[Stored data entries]
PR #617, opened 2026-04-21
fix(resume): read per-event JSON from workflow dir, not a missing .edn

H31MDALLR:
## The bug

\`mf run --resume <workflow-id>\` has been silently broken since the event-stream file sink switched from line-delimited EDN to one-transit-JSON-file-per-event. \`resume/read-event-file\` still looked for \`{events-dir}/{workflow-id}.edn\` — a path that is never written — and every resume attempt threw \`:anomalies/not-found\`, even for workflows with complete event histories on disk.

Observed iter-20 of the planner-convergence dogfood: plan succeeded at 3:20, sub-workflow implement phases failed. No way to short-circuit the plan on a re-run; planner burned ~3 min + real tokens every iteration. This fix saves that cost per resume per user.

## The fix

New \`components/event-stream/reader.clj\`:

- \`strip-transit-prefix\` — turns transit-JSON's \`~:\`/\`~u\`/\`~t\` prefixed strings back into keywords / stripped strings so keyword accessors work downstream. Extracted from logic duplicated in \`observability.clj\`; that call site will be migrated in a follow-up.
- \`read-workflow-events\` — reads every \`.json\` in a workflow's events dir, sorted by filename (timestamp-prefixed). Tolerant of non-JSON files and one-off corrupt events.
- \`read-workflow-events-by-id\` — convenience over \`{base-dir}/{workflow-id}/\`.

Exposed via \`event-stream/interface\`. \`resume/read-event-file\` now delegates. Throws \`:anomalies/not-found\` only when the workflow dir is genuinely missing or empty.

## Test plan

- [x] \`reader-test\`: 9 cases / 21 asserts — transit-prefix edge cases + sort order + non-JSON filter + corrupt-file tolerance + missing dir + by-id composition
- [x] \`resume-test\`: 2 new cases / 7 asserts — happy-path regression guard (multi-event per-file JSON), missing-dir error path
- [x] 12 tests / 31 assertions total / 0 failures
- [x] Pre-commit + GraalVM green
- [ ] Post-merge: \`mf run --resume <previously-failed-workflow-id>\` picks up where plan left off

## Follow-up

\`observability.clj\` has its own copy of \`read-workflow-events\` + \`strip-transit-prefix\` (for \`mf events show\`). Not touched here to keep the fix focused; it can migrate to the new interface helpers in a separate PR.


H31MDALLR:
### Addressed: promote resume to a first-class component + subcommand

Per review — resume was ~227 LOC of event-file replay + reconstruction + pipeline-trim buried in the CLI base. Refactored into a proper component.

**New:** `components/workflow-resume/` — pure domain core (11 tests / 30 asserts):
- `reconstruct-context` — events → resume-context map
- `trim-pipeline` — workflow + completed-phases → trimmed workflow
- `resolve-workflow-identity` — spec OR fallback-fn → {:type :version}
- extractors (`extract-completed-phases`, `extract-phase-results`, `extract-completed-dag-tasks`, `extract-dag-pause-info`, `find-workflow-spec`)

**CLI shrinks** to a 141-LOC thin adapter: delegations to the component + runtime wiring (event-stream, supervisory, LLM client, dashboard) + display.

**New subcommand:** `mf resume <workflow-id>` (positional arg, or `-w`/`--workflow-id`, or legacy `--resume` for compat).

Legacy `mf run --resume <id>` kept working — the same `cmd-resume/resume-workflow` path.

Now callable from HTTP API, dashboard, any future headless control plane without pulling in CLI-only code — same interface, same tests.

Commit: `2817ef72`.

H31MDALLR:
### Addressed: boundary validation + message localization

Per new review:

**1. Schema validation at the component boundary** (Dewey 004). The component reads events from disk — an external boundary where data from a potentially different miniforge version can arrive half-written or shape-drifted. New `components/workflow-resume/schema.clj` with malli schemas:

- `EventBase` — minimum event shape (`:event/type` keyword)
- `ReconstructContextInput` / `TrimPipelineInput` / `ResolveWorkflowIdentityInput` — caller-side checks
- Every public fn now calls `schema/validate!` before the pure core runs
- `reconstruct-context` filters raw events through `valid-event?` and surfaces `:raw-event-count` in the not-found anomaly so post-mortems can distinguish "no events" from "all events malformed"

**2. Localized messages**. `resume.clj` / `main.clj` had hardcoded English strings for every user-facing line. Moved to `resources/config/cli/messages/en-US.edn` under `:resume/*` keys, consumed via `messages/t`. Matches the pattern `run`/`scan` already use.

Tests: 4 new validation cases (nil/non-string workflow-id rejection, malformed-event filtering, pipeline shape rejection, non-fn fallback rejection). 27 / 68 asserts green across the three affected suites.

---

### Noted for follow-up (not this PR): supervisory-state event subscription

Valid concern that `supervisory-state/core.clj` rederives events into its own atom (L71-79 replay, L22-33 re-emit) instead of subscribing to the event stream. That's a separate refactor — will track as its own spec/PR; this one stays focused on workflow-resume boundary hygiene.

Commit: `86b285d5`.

[To do] Only the lines above starting at the one containing "### Addressed: promote" and ending at the one containing "pure domain core", both included, are to be returned, exactly as they read.

[Exercise output]
### Addressed: promote resume to a first-class component + subcommand

Per review — resume was ~227 LOC of event-file replay + reconstruction + pipeline-trim buried in the CLI base. Refactored into a proper component.

**New:** `components/workflow-resume/` — pure domain core (11 tests / 30 asserts):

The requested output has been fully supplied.